*** Begin section ***

Issue #140, opened 2020-02-06
Add support for pagination in Storage APIs


MarkEEaton:
Currently, `list_blobs()` returns a maximum of 1000 blobs from a bucket.

Desired behavior: that `list_blobs()` iterate through subsequent pages of blobs to return all of the blobs in a bucket, even when there are more than 1000.

Maybe there is some way to paginate when I call `list_blobs()` that I am missing?

Here is the code that I am running to produce this issue:

    import settings
    import asyncio
    from gcloud.aio.storage import Storage
    from aiohttp import ClientSession as Session

    async def test():
        async with Session() as session:
            storage = Storage(session=session)
            bucket = storage.get_bucket(settings.bucket_name)
            blobs = await bucket.list_blobs()
            return len(blobs)  # 1000

    asyncio.run(test())

MarkEEaton:
I've provisionally solved this for myself by implementing pagination in `list_blobs()`. It's not the best solution because I haven't accounted for corner cases, the code is ugly, and the pagination  behavior is hardcoded, rather than customizable via params, but it works for me for now. 

For guidance, I followed the docs at https://cloud.google.com/storage/docs/json_api/v1/objects/list.

TheKevJames:
Unfortunately, the current `gcloud-aio-storage` does not support pagination. We would absolutely love to get this added, though -- if you (or anyone else reading this) would like to submit a pull request, I'd be happy to help get it merged and released. Even hardcoded and ugly code could be a great start in getting this added :)

(sorry for the late response on this -- I seem to have disabled notifications on new issues on this repo; should be fixed now!)

MarkEEaton:
Sure. I will try to clean up my code and submit a PR (hopefully tomorrow). I'm glad you think this would be a good addition!

PR #153, opened 2020-03-31
feat(storage) add pagination to list_blobs()

MarkEEaton:
This is a solution for #140 

I know that the code in this PR is not as nice as the rest of the gcloud-aio repository, but I appreciate you encouraging my submission and having patience with a newbie. I value your feedback.

### DIFF
--- a/storage/gcloud/aio/storage/bucket.py
+++ b/storage/gcloud/aio/storage/bucket.py
@@ -46,20 +46,19 @@ class Bucket:
 
     async def list_blobs(self, prefix: str = '',
                          session: Optional[Session] = None) -> List[str]:
-        params = {'prefix': prefix}
-        content = await self.storage.list_objects(self.name,
-                                                  params=params,
-                                                  session=session)
-        next_content = {}
-        next_content['nextPageToken'] = content.get('nextPageToken')
-        while next_content.get('nextPageToken'):
-            params['pageToken'] = next_content['nextPageToken']
-            next_content = await self.storage.list_objects(self.name,
-                                                           params=params,
-                                                           session=session)
-            content['items'] = content['items']\
-                    + next_content.get('items', list())
-        return [x['name'] for x in content.get('items', list())]
+        params = {'prefix': prefix, 'pageToken': ''}
+        items = []
+        while True:
+            content = await self.storage.list_objects(self.name,
+                                                      params=params,
+                                                      session=session)
+            items.extend([x['name'] for x in content.get('items', list())])
+
+            params['pageToken'] = content.get('nextPageToken')
+            if not params['pageToken']:
+                break
+
+        return items
 
 
     def new_blob(self, blob_name: str) -> Blob:
--- a/storage/gcloud/aio/storage/bucket.py
+++ b/storage/gcloud/aio/storage/bucket.py
@@ -47,10 +47,20 @@ class Bucket:
     async def list_blobs(self, prefix: str = '',
                          session: Optional[Session] = None) -> List[str]:
         params = {'prefix': prefix}
-        content = await self.storage.list_objects(self.name, params=params,
+        content = await self.storage.list_objects(self.name,
+                                                  params=params,
                                                   session=session)
-
+        next_content = {}
+        next_content['nextPageToken'] = content.get('nextPageToken')
+        while next_content.get('nextPageToken'):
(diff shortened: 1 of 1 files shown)


storage/gcloud/aio/storage/bucket.py
```diff
@@ -47,10 +47,20 @@ def __init__(self, storage, name: str) -> None:
...
                                                   session=session)
-
+        next_content = {}
+        next_content['nextPageToken'] = content.get('nextPageToken')
+        while next_content.get('nextPageToken'):
+            params['pageToken'] = next_content['nextPageToken']
+            next_content = await self.storage.list_objects(self.name,
+                                                           params=params,
+                                                           session=session)
+            content['items'] = content['items']\
```
TheKevJames, line 60: General pro-tip here: `lists` support `append` and `extend` methods, which are generally preferred as being a bit more readable then using the arithmetic operators. In this case, what you've written here could instead be formulated as:
```python
content['items'].extend(next_content.get('items', list()))
```

storage/gcloud/aio/storage/bucket.py
```diff
@@ -47,10 +47,20 @@ def __init__(self, storage, name: str) -> None:
     async def list_blobs(self, prefix: str = '',
                          session: Optional[Session] = None) -> List[str]:
         params = {'prefix': prefix}
-        content = await self.storage.list_objects(self.name, params=params,
+        content = await self.storage.list_objects(self.name,
```
TheKevJames, line 50: I find that whenever you find yourself writing a loop like this where the first iteration needs to be treated specially, it's often the case that restructuring your code to avoid the duplication can lead to a much cleaner result. In this case, there's a couple potential cleanups you can make which will come together into a nice overall result:
* passing a param set to an empty string will act as if you hadn't sent that param at all. So on your first iteration you could have `'pageToken': ''`, which means you don't have to worry about selective in passing in / modifying your params only on the second and future iterations
* you do some juggling to make sure `content['items']` contains the full list -- in this case, it's easier to just pull the data out of `content` and into a collector after each API request (which could also be something you could do for all iterations rather than just the ones after the first!)

Pulling that all together, you could end up with something like this:
```python
params = {'prefix': prefix, 'pageToken': ''}
items = []
while True:
    content = await self.storage.list_objects(self.name,
                                              params=params,
                                              session=session)
    items.extend([x['name'] for x in content.get('items', list())])

    params['pageToken'] = content.get('nextPageToken')
    if not params['pageToken']:
        break

return items
```

storage/gcloud/aio/storage/bucket.py
```diff
@@ -47,10 +47,20 @@ def __init__(self, storage, name: str) -> None:
...
+                                                  params=params,
                                                   session=session)
-
+        next_content = {}
```
TheKevJames, line 53: You do a lot of juggling here with `content` and `new_content` to make sure they're formulated the right way with the right data at the right times -- as a general rule, when you find yourself mutating the same values over and over, you may be able to find a better datatype for the job. I've added a comment above which describes how you could eliminate this `next_content` variable entirely.

For interest's sake, you could also just use a simple value here; if you instead just did:
```python
next_token = content.get('nextPageToken')
while next_token:
    params['pageToken'] = next_token
    # SNIP ...
    next_token = next_content['nextPageToken']
```
then you would have a bit simpler scope -- the `next_token` value would be explicitly used as your list iterator, but `next_content` can stay as only in scope within each iteration of your list: the interesting thing there is that fewer variables needed to be juggled means your code is easier to understand; no one outside of the loop needs to care what `next_content['foobar']` is set to.

The other big benefit is that mini-refactors like this can pave the way for even bigger&better changes; in the above code snippet, now that we've replaced `next_content` with `next_token`, it might become clear that this value only ever interacts with `params['pageToken']` -- in fact, you can get away entirely without having `next_token` at all and just using `params['pageToken']` entirely! You can see how I used that trick in my above full code block to shrink the solution a bit :)

storage/gcloud/aio/storage/bucket.py
MarkEEaton: This makes a lot of sense! It looks much nicer than what I had written. Thank you for taking the time to give all of this feedback!

MarkEEaton:
Thanks again for all of your guidance on this!

envil:
This feature comes just in time, working good for me. Thanks! 👍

*** End section ***

### EXERCISE DETAILS
Please copy, word for word, every line from the first line of the records through the line containing "Desired behavior: that", with both of those lines included and nothing else.

### RESPONSE AREA
Issue #140, opened 2020-02-06
Add support for pagination in Storage APIs


MarkEEaton:
Currently, `list_blobs()` returns a maximum of 1000 blobs from a bucket.

Desired behavior: that `list_blobs()` iterate through subsequent pages of blobs to return all of the blobs in a bucket, even when there are more than 1000.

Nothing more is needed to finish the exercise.